■ Exercise aim ■
Within the data that follows, tally every line containing "anba". Provide only the tally.
Top of Records
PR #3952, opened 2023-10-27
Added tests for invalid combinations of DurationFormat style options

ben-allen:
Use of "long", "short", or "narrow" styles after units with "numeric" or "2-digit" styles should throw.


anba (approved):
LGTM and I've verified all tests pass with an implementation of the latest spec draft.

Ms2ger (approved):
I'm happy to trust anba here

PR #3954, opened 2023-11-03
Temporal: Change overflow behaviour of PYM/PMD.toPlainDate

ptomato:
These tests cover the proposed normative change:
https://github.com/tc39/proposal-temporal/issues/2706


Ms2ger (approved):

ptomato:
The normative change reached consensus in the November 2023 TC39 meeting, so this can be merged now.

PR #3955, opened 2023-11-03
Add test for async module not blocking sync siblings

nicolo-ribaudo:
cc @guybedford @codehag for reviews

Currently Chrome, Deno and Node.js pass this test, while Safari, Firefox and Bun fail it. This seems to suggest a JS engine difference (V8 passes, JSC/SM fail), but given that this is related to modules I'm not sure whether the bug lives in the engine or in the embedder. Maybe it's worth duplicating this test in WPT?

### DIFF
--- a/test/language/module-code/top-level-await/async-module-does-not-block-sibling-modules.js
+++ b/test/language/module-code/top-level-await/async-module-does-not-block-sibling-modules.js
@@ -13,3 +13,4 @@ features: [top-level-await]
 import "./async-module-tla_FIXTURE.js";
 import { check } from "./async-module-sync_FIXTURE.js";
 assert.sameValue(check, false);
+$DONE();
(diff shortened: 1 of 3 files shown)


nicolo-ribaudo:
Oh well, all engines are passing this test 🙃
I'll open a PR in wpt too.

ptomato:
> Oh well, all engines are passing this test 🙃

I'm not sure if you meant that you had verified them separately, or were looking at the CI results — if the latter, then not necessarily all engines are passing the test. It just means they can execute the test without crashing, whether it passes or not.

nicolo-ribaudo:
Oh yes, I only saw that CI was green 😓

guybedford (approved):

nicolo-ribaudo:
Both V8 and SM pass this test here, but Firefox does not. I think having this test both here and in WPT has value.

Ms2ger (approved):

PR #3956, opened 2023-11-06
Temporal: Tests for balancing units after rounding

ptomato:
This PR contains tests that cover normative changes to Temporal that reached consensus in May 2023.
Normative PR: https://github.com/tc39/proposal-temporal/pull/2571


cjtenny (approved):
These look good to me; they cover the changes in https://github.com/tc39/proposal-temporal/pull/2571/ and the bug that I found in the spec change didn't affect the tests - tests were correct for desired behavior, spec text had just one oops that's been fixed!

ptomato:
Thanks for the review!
Bottom of Records
■ Answer to the problem ■
2